Optional Repository Capability Extensions¶
Some features are meaningful only for specific backends. The persistence layer exposes these
via optional, runtime-checkable Protocol extensions that concrete repositories may implement
without polluting the core PersistenceBackend protocol. SQLite-only or Postgres-only features
belong here.
Pattern:
- Define a new
@runtime_checkableProtocolinsynthorg/persistence/<feature>_capability.py. - The Postgres repository implements the protocol by adding the required methods to its class; the SQLite repository simply does not implement them.
- Call sites use
isinstance(repo, MyCapability)before invoking the extension methods, and either skip the feature or raiseHTTP 422(ClientException(status_code=422, ...)) when the active backend doesn't support it. - All user-facing parameters (column names, path expressions) are validated against an allowlist or regex before being woven into SQL. Value-side parameters are always passed via psycopg placeholders, never interpolated.
Reference implementation: JsonbQueryCapability in
src/synthorg/persistence/jsonb_capability.py exposes query_jsonb_contains and
query_jsonb_key_exists methods on PostgresAuditRepository. These use the GIN-indexed
@> and ? JSONB operators on audit_entries.matched_rules. The audit search endpoint
checks capability via isinstance and returns HTTP 422 on SQLite.
This pattern keeps the base PersistenceBackend protocol clean while still letting specific
backends expose their unique strengths. Future capabilities (e.g. full-text search, vector
similarity, time-series window functions) should follow the same template.
Database-Enforced Invariants¶
Critical invariants that cannot be violated under any deployment (including multi-instance Postgres clusters) are enforced by database constraint triggers rather than in-process application locks. The triggers are the sole source of truth; the application catches constraint violations and maps them to domain errors.
| Invariant | Enforcement mechanism | Postgres object | SQLite object |
|---|---|---|---|
| At most one CEO | Partial unique index | idx_single_ceo |
idx_single_ceo |
| At least one CEO | AFTER UPDATE constraint trigger (deferrable) |
trg_enforce_ceo_minimum |
enforce_ceo_minimum (BEFORE UPDATE) |
| At least one owner | AFTER UPDATE constraint trigger (deferrable) |
trg_enforce_owner_minimum |
enforce_owner_minimum (BEFORE UPDATE) |
| Unique username | Column UNIQUE constraint |
users_username_key |
users.username |
When the repo's save() raises a driver exception, _classify_postgres_user_error (or
_classify_sqlite_user_error) maps it to a stable constraint token and the repository raises
ConstraintViolationError(constraint=<token>).
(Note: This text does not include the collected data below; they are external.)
PR #2880, opened 2023-11-07
Add test of symmetric tensor elements

mscroggs:
Add a test to check that symmetric elements are correct.

Fixes https://github.com/FEniCS/dolfinx/issues/2750

### DIFF
--- a/python/test/unit/fem/test_symmetric_tensor.py
+++ b/python/test/unit/fem/test_symmetric_tensor.py
@@ -1,0 +1,21 @@
+from mpi4py import MPI
+import basix.ufl
+import ufl
+import dolfinx
+import numpy as np
+import pytest
+
+
+@pytest.mark.parametrize("degree", range(1, 4))
+def test_transpose(degree):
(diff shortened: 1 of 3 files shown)


python/test/unit/fem/test_symmetric_tensor.py
```diff
@@ -0,0 +1,23 @@
...
+
+import basix.ufl
+import dolfinx
+import ufl
+
+
+@pytest.mark.parametrize("degree", range(1, 4))
+def test_transpose(degree):
+    mesh = dolfinx.mesh.create_unit_square(MPI.COMM_WORLD, 10, 10)
+    for symmetry in [True, False]:
```
francesco-ballarin, line 14: You may want to move this to `pytest.mark.parametrize`, so that if only one of the two cases fails in future it will be more clear which one of the two cases is failing.

mscroggs: Good idea

garth-wells (approved):

PR #2885, opened 2023-11-10
Make topology const in `locate_dofs_topological`

IgorBaratta:
As for other functions in `dolfinx`, the user should call `create_connectivity` explicitly.
Locating dofs shouldn't modify the topology.


jorgensd (commented):
I've got mixed emotions regarding this. If one wants to call `locate_dofs_topological`, this is clearly needed, and it is not clear why we want to force users to call it for this function.

Also note that if we remove it, we need proper error handling (a simple assert isn't enough), as this is not checked in release mode. Then we would need a runtime error saying "Missing connectivity between entities of dim {dim} and {tdim}".

IgorBaratta:
I think you're right about the error handling.
But other functions already require the user to call `create_connectivity` and `create_entity`, for example `exterior_facet_indices`.

jorgensd:
> I think you're right about the error handling. But other functions already require the user to call `create_connectivity` and `create_entities`, for example `exterior_facet_indices`.

I know, and if we want to be consistent, we follow your code (and add an appropriate error message). 
I just feel like we should add to the doc-strings what connectives we  expect to ensure that it is easily available information, and that people don't have to run the code and get an error message to know what they need.

francesco-ballarin:
I for sure agree with all comments above, but I just want to point that these commits did _not_ change a single test or demo. It seems to me that, for all intents and purposes, in any of our actual use cases (C++ demos, C++ tests, python demos, python tests) those entities and connectives are indeed already computed in practice, so most of the users won't even notice this change.

cpp/dolfinx/fem/DirichletBC.cpp
```diff
@@ -32,13 +32,11 @@ namespace
...
-find_local_entity_index(mesh::Topology& topology,
+find_local_entity_index(const mesh::Topology& topology,
                         std::span<const std::int32_t> entities, int dim)
 {
   // Initialise entity-cell connectivity
   const int tdim = topology.dim();
-  topology.create_entities(tdim);
-  topology.create_connectivity(dim, tdim);
   auto e_to_c = topology.connectivity(dim, tdim);
   assert(e_to_c);
```
garth-wells, line 41: Change from assertion to runtime error (and below too).

garth-wells (changes requested):
This is good, but need to change assertions to exceptions.

On Python side we're ok with more implicit behaviour so any required initialisation can happen in the Python layer.

jorgensd (approved):

garth-wells (approved):

PR #2887, opened 2023-11-13
Export `CMAKE_PREFIX_PATH` in helper installation scripts

francesco-ballarin:
Mimicks the already existing export of `PKG_CONFIG_PATH` and helps downstream development in the nightly docker image.

This change is not required when building the docker nightly image itself, but I honestly do not understand why:
* before this change, https://github.com/FEniCS/dolfinx/blob/main/docker/Dockerfile.end-user#L102 did not set either `CMAKE_PREFIX_PATH` or `DOLFINX_DIR`, yet (as manually verified with a few runs) the complex installation gets correctly detected.
* https://github.com/FEniCS/dolfinx/blob/main/docker/Dockerfile.end-user#L87 does not even source `/usr/local/dolfinx-real/lib/dolfinx/dolfinx.conf`, yet the real installation gets correctly found, even if it is in a non standard path.

I also have verified that without `CMAKE_PREFIX_PATH` (and without `DOLFINX_DIR`) one could have had mixed configurations when using the nightly image, in which after sourcing `/usr/local/dolfinx-complex/lib/dolfinx/dolfinx.conf` the python part is imported from `/usr/local/dolfinx-complex`, while the C++ one from `/usr/local/dolfinx-real`.


jhale (approved):

jhale:
It isn't strictly necessary to be up to date with main to merge. The merge queue will handle merging main into your branch and running the test suite.

francesco-ballarin:
I'll wait to see if @garth-wells has any comment, and after that I'll merge to main.

python/CMakeLists.txt
```diff
@@ -29,15 +29,15 @@ execute_process(
   ERROR_VARIABLE BASIX_ERROR_OUT OUTPUT_STRIP_TRAILING_WHITESPACE
 )
 find_package(Basix REQUIRED CONFIG HINTS ${BASIX_PY_DIR})
+message(STATUS "Found Basix at ${BASIX_DIR}")
```
garth-wells, line 32: This needs an if/else, e.g.
```
if (Basix_FOUND)
  message(STATUS "Found Basix at ${BASIX_DIR}")
endif()
```

python/CMakeLists.txt
```diff
@@ -29,15 +29,15 @@ execute_process(
...
 find_package(DOLFINX REQUIRED CONFIG)
+message(STATUS "Found DOLFINx at ${DOLFINX_DIR}")
```
garth-wells, line 34: See above comment on if/else.

garth-wells (changes requested):

python/CMakeLists.txt
francesco-ballarin: Why is that? My understanding is that `find_package(... REQUIRED ...)` will stop with an error if the package is not found, and therefore the line with message will only get printed if the package was actually found.

garth-wells: I don't think CMake necessarily stops immediately. It's also a readability issue.

francesco-ballarin: OK, will do!

garth-wells (approved):

PR #2889, opened 2023-11-13
Enable partition of a `box mesh` on subset of processes

IgorBaratta:


garth-wells (commented):
Looks like this only works 'fully' for ParMETIS? Other partitioners partition using all ranks, even if graph is empty on some ranks.

IgorBaratta:
> Looks like this only works 'fully' for ParMETIS? Other partitioners partition using all ranks, even if graph is empty on some ranks.

I'll have a look at it.

jorgensd:
> Looks like this only works 'fully' for ParMETIS? Other partitioners partition using all ranks, even if graph is empty on some ranks.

The controller matches on the structural token
rather than parsing DB error messages, so the mapping is stable across driver versions.
Service-layer mutations on the settings table (company, departments, agents) use
compare-and-swap optimistic concurrency via the existing updated_at column and
SettingsRepository.set(expected_updated_at=...). Each mutation retries once on
VersionConflictError and raises if the retry also fails. Retry attempts are logged via
API_CONCURRENCY_CONFLICT for observability. This replaces the module-level asyncio.Lock
instances that were only safe within a single process.